Pecahnya pembuluh darah ini dapat akibat batuk rejan, trauma tumpul
basis cranii, atau pada keadaan pembuluh darah yang rentan dan mudah
pecah.
vii. Hifema
Hifema adalah kondisi dimana terjadi akumulasi darah di dalam
kamera okuli anterior. Hifema dapat timbul setelah trauma pada mata
(hifema traumatik), setelah operasi intraokular ataupun spontan (misalnya
akibat diskrasia darah ataupun pemakaian obat-obatan
antikoagulan/antiplatelet dalam jangka waktu yang lama). Sekitar dua
pertiga hifema traumatik disebabkan oleh trauma tumpul pada mata
(closed-globe injuries) dan sepertiga sisanya disebabkan oleh trauma
tembus bola mata (open-globe injuries).
Gejala-gejala yang dapat timbul yaitu nyeri, fotofobia dan
penglihatan kabur. Cedera lainnya pada bilik mata depan umumnya
terjadi bila timbul hifema. Robekan pada sfingter iri, iridodialisis,
siklodialisis dan abnormalitas lensa (misalnya, katarak maupun dislokasi)
seringkali terjadi bersamaan dengan hifema.
Gambar 12. Hifema
31
Volume darah di bilik mata depan bergantung pada besarnya
gaya trauma dan luasnya kerusakan pembuluh darah. Berikut
mekanisme terjadinya hifema: Trauma tumpul dihubungkan dengan
kompresi antero-posterior bola mata dan ekspansi ekuator secara
simultan. Ekspansi ekuator menyebabkan stres pada struktur sudut
bilik mata depan, yang mengakibatkan ruptur stroma iris dan atau
pembuluh darah korpus siliar sehingga timbul perdarahan. Perdarahan
sekunder/rebleeding disebabkan oleh lisisnya bekuan darah dan
retraksi pembuluh darah yang mengalami trauma. Laserasi
dihubungkan dengan kerusakan langsung pada pembuluh darah.

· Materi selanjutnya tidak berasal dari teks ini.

PR #449, opened 2026-08-06
Feature/konto udtog

momocoder14:
Kontoudtog added to forms and visual editor

## Summary by CodeRabbit

* **New Features**
  * Added the `konto_udtog` field for account statements, with Danish and English labels.
  * Account statements now display outstanding balances from unsettled transactions.
  * Added a sample preview value for the new account-statement field.

* **Localization**
  * Added localized field options for account-statement forms.

### DIFF
--- a/includes/formfunk.php
+++ b/includes/formfunk.php
@@ -644,7 +644,18 @@ if (!function_exists('find_form_tekst')) {
 						$db_variabel = ($variabel == 'cvr') ? 'cvrnr' : (($variabel == 'fax') ? 'mobile' : $variabel);
 						$q2 = db_select("select $db_variabel as $variabel from adresser where art='S'", __FILE__ . " linje " . __LINE__);
 					} elseif ($tabel == "adresser" || $tabel == "konto") {
-						if ($variabel == 'valuta') {
+						if ($variabel == 'udtog') {
+							// 20260805 MJ konto_udtog: udestående saldo fra openpost
+							if ($formular == 11) {
+								$kid = (int)$id;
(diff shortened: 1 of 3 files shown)


LuiHedlund02:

Hifema yang timbul setelah operasi intraokular dapat disebabkan oleh
jaringan granulasi dari tepi luka atau kerusakan pada pembuluh darah
uvea (misalnya, akibat trauma operasi atau berasal dari IOL induced
uveal trauma). Mekanisme ini terjadi pada kasus dimana terdapat
riwayat operasi mata pada pasien yang datang dengan hifema
traumatik yang nyata.
Pada saat terjadinya trauma, tekanan intraokular bisa bervariasi
dan tidak berkaitan dengan jumlah perdarahan. Tekanan intraokular
bisa meningkat disebabkan oleh obstruksi anyaman trabekular oleh
bekuan darah, sel darah merah yang bersirkulasi dan atau sel-sel
radang. Tekanan intraokular juga bisa rendah pada awalnya akibat
inflamasi korpus siliar dan gangguan produksi humor aquos.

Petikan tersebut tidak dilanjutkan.